Recent scientific expeditions that have retraced all routes of human migration out of Africa in the last 50,000 years make for a fascinating story. In the exhibit perused for this exercise I discovered that the pivotal moment was the great Ice Age that set in 50 thousand years ago, up until when, the rich and diverse ecology of central and southern Africa began to change. With the substantial drop in temperatures, the erstwhile green and fertile regions began to dry up. And this crisis for survival is perhaps the most important event in anthropology.
The populating of the Australian continent is a tantalizing story of adventure and chance. Scientists were first confounded by the 6000 mile of ocean that separated the East African coast from the nearest shore in Australia. Later it came to light that the radically new geological conditions created by the Ice Age provided an easy passage wherever the sea had receded. Likewise the crossing of the arctic inhabiting Chikchu people into the New World is another historical achievement of our species. The Americans who are newly native to this expansive continent nearly covered its entire breadth and width in less than a millennia of its advent. Modern Europeans took a complex migratory route to arrive at Western Europe. The lore of the Cro-Magnon man is very prescient to the mind as they conquered the temperate and cold climes of Europe with a physiology that was ill suited to these conditions. A branch of my own ancestors traversed the central Asian steppes to populate what is modern day China and South East Asia. Since I inherit a mix of Chinese and Indonesian genetic stock, it is accurate to claim that my ancestors comprised two different groupings – those who took the Steppes and the other the route of the Indian subcontinent.

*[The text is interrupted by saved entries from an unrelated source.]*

PR #4841, opened 2023-11-24
CS: fix behavior of `regexp-max-lookbehind`

### LINKED ISSUE #4840: Incorrect behavior of CS `regexp-max-lookbehind`
I’m not sure `regexp-max-lookbehind` is correct.  For example, the docs says that “`e(?<=a..)d` consults two bytes before a matching `ed`”, but shouldn’t this consult *zero* bytes given that the lookbehind is *after* the starting position?  CS and BC don’t seem to agree on this, either.  `(regexp-max-lookbehind #rx#"e(?<=a..)d")` evaluates to `2` (indeed like the docs says, but well …) on BC, but `3` on CS.

usaoc:
##### Checklist
- [x] Bugfix
- [x] tests included
- [x] documentation

### Description of change
For a lookbehind somewhere in the middle, the maximum lookbehind should take the minimum number of bytes after the starting position into account.  This commit fixes this behavior.

Also fix the contract string and add test cases.

Fix #4840.


mflatt:
Thanks!

PR #4842, opened 2023-11-27
Add compiler trace logs to linklet and expander layers

jryans:
This adds additional compiler trace logs (all off by default, guarded by various environment variables) that report names for each module and linklet as it flows by during compilation.

The new trace logs (and some existing ones as well) write to standard error instead of output, which testing has shown fares better. Logging to standard error preserves the expected ordering of events from different layers. Chez's nanopass tracer has also been changed to write to standard error as well. (I will submit this part upstream in a separate PR. I have only included it here to clarify the story for review.)

Along with being generally useful logs to have when working on compiler internals, these also provide enough info to add a Racket optimisation pipeline view to Compiler Explorer (see sneak peek below or [on Discord](https://discord.com/channels/571040468092321801/618895179343986688/1177684975278100480)).

Depends on https://github.com/cisco/ChezScheme/pull/771


sorawee:
Here's the screenshot in case anyone doesn't have a Discord account.

image

mflatt:
After a first quick look, I worry about the two implementations of logging, and also about calling `getenv` frequently.

Is the expander-level logging meant to connect to a subsequent `compile-linklet` call, or does it provide more information than that? Put another way, would adding an information argument to `compile-linklet` achieve the same goal (assuming that `compile-linklet` uses the argument for logging), or would that be different/insufficient?

jryans:
This is now ready for another look. It now feels quite a bit simpler, thanks to @mflatt's suggestions. 

I have removed the expander-layer logging by passing the additional expander data via an `info` hash to `compile-linklet`. The logging also now reuses the existing `PLT_LINKLET_SHOW` / `show-on?` state rather than checking an additional environment variable, which seemed like the natural thing to do once they expander-layer logging went away.

jryans:
Ah, looks like I actually need to tweak BC slightly, I'll investigate that now.

mflatt:
Thanks for this work and this update!

How difficult would it be to move `info` to the end of the argument list for `compile-linklet` and `recompile-linklet`? I think those are the public functions (https://docs.racket-lang.org/reference/linklets.html#%28def._%28%28lib._racket%2Flinklet..rkt%29._compile-linklet%29%29), in which case backward compatibility is better.

sorawee:
Are these functions allowed to use keyword argument? Functions with a lot of positional, optional arguments are really difficult to use (actually, even the non-optional ones too).

I guess an argument against keyword arguments here would be the consistency with the rest of the API, since none of them has it.

jryans:
> How difficult would it be to move `info` to the end of the argument list for `compile-linklet` and `recompile-linklet`? I think those are the public functions ([docs.racket-lang.org/reference/linklets.html#%28def._%28%28lib._racket%2Flinklet..rkt%29._compile-linklet%29%29](https://docs.racket-lang.org/reference/linklets.html#%28def._%28%28lib._racket%2Flinklet..rkt%29._compile-linklet%29%29)), in which case backward compatibility is better.

Ah yeah, just noticed they are public, I'll update the docs to match whatever API shape we end up with.

As for moving `info`, I'd ideally like the content of the previously existing `name` argument to be included within the `info` hash (rather than leaving `name` where it is and also adding `info` as well). To preserve compatibility, my current thinking is to change `compile-linklet` to accept either a symbol or hash in that argument position.

jryans:
> Are these functions allowed to use keyword argument? Functions with a lot of positional, optional arguments are really difficult to use (actually, even the non-optional ones too).

No, I don't believe the core `compile-linklet` function can use keywords arguments, as it's implemented in Scheme and not in Racket.

mflatt:
Ah, I missed that `name` was replaced by `info`. That plan makes sense.

samth:
> No, I don't believe the core compile-linklet function can use keyword arguments, as it's implemented in Scheme and not in Racket.

It would be possible to use keywords by wrapping these functions with Racket-level definitions, as is done for `open-input-file` et al, but that might be more trouble than it's worth.

samth:
If we wanted to make this all use Racket logging, I think we'd need to do the following:

- call the relevant logging functions from the Scheme `(io)` library in `linklet.sls`.
- add another parameter with a function to call instead of `printf` in `tracer` in `s/cpnanopass.ss` so that logging could be inserted.
- do the same for `#%assembly-output`, or allow that to be a function to call instead of a port to print to.

I think that could be done backwards-compatibly with this, so I'm not saying anything negative here; just wanted to note the steps we might want to take in the future.

pkgs/racket-doc/scribblings/reference/linklet.scrbl
```diff
@@ -142,8 +141,13 @@ As long as @racket['serializable] included in @racket[options], the
...
 part of a @tech{linklet bundle} (possibly in a @tech{linklet directory}).
 
-The optional @racket[name] is associated to the linklet for debugging
-purposes and as the default name of the linklet's instance.
+The optional @racket[info] hash provides various debugging details
+about the linklet, such as the module name the linklet is part of,
+the linklet name, and the phase for body linklets. If a @racket['name]
+value is present in the hash, it is associated to the linklet for
+debugging purposes and as the default name of the linklet's instance.
+If @racket[info] is not a hash, it assumed to be a name value directly
```
sorawee, line 149: "it is assumed"?

pkgs/racket-doc/scribblings/reference/compiler.scrbl
```diff
@@ -136,4 +139,6 @@ compilation and evaluation times on exit. When the
 information about macro-expansion time is printed on exit.
 
 @history[#:changed "8.8.0.10" @elem{Added special pass name @tt{all}
-                                    to @envvar{PLT_LINKLET_SHOW_PASSES}}]
+                                    to @envvar{PLT_LINKLET_SHOW_PASSES}}
+         #:changed "8.11.1.2" @elem{Added module and linklet info
+                                    to output}]
```
mflatt, line 144: A nit, but if you're updating docs anyway for a typo, each of theses `elems` (the old one and new one) should end with a period.

mflatt:
Looks just about ready to me, so I'll just wait for small doc updates.

I'm inclined to squash the commits when merging, but let me know if you think it's important to keep them separate.

jryans:
Thanks all for the reviews! I have addressed the docs issues, so hopefully this is now ready to merge.

> I'm inclined to squash the commits when merging, but let me know if you think it's important to keep them separate.

I'm okay with either... I do try to keep my commits as independent units of work, but if squashing is a better fit, then of course go with that (as long as the end result has reasonable commit message). 🙂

The most important insight I got through the study of the exhibits is how we all are united by our similarities. Be it the aborigines of Australia, the indigenous populations of Madurai in Southern India, the Bushmen tribes of South Africa or the Chikchu of the Siberian extremity, we all share nearly the same genetic makeup. The differences among us are only a matter of minor genetic differences. We all share the same instinct for survival. We also share the inclination for adventure, discovery, creativity and adaptation. It is these shared features that accounts for the continued success of our species.